With any application of AI it is important to consider unintended consequences that might occur. There are numerous thought leaders who are leading the discussion around the ethics of AI. Anthropic is one of them. They have taken a robust approach to AI ethics and applied human-centered values in the way they are building their LLM, Claude. Claude is built with "Constitutional AI" prioritizing ethical principles, embracing personal privacy, respect and avoidance of toxicity, by focusing on principles of care, honesty and avoiding harm. Healthcare innovators should draw inspiration from Anthropic when developing with exponential technologies.

Recommendation 2: Understand AI as a General-Purpose Technology

One of the most compelling points to be made on this emerging domain is the importance of reframing AI as a "general-purpose technology" rather than focusing solely on its intelligence. Much like electricity or the internet, AI is a foundational technology that can be applied across industries, driving innovation and efficiency. For healthcare, this could mean everything from reducing administrative burdens (like filling out electronic medical records) to improving diagnostic accuracy and patient outcomes.

AI's potential economic impact is substantial, with some estimates predicting a global boost of 7% in productivity due to AI adoption. However, it is important to caution that while the technology is advancing rapidly, healthcare must proceed with caution to avoid repeating the AI winters of the past, where hype led to disappointment.

Recommendation 3: Think of Modern AI as Exponential Technology

For many decades, the Turing Test created a benchmark that all artificial intelligence endeavors should strive to re-create human intelligence. One of the key shifts in AI, or rather "exponential technology," is not just about replacing human intelligence, it's about augmenting it. "Narrow" applications of AI focus on specific tasks that can be implemented with strict parameters and perform great utility.
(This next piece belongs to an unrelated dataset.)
Issue #1998, opened 2020-05-12
permit multiple seriesStmts in the TEI header


ebeshero:
Connected to #1870, Council recognizes that it would be helpful to permit multiple `<seriesStmt>`s in the TEI header, for cases where an item belongs to multiple series. We invite discussion here in case people have use cases, examples, or concerns.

In healthcare, narrow AI can help clinicians work more efficiently by automating routine tasks, allowing them to focus on patient care. The combination of human expertise and AI's computational power presents an exciting opportunity to transform the healthcare landscape by augmenting care delivery and streamlining administrative tasks.

Recommendation 4: Develop a Curiosity for the Key Technology Components of Modern AI

Below is a brief summary of key technology components or "building blocks" within the field of AI:

  • Natural Language Processing (NLP) — A sub-field of computer science and AI focused on enabling computers to understand human language. In 2017 a seminal paper, "Attention is all you need," dramatically changed the landscape of NLP and was the precursor to large language models.

  • Named Entity Recognition (NER) — A subset of NLP that helps computers understand language by classifying words that have a hierarchical relationship to one another.

  • Computer Vision — Uses convolutional neural networks (CNNs) to teach computers information through digital images. The power of computer vision has shown great promise in radiology where in some cases, computers have been able to outperform human experts.

  • AI Autonomous Agents — Engineered to anticipate and perceive an environment around them, comprised of percepts which initiate a percept sequence.

  • Generative AI — A significant breakthrough in NLP is the transformer and attention mechanism technology that emerged in 2017, paving the way for text generation (GPT, Llama, Claude), image generation (Stable Diffusion, DALL-E, Midjourney), and medical/scientific AI (Med-PaLM, AlphaFold).

  • Retrieval Augmented Generation (RAG) — A way to improve the factual quality of LLMs without retraining them. LLMs can utilize RAG to search private data repositories to customize how they function.

Startups are exploring how to combine all of these exponential technologies to create bespoke multi-modal AI agents.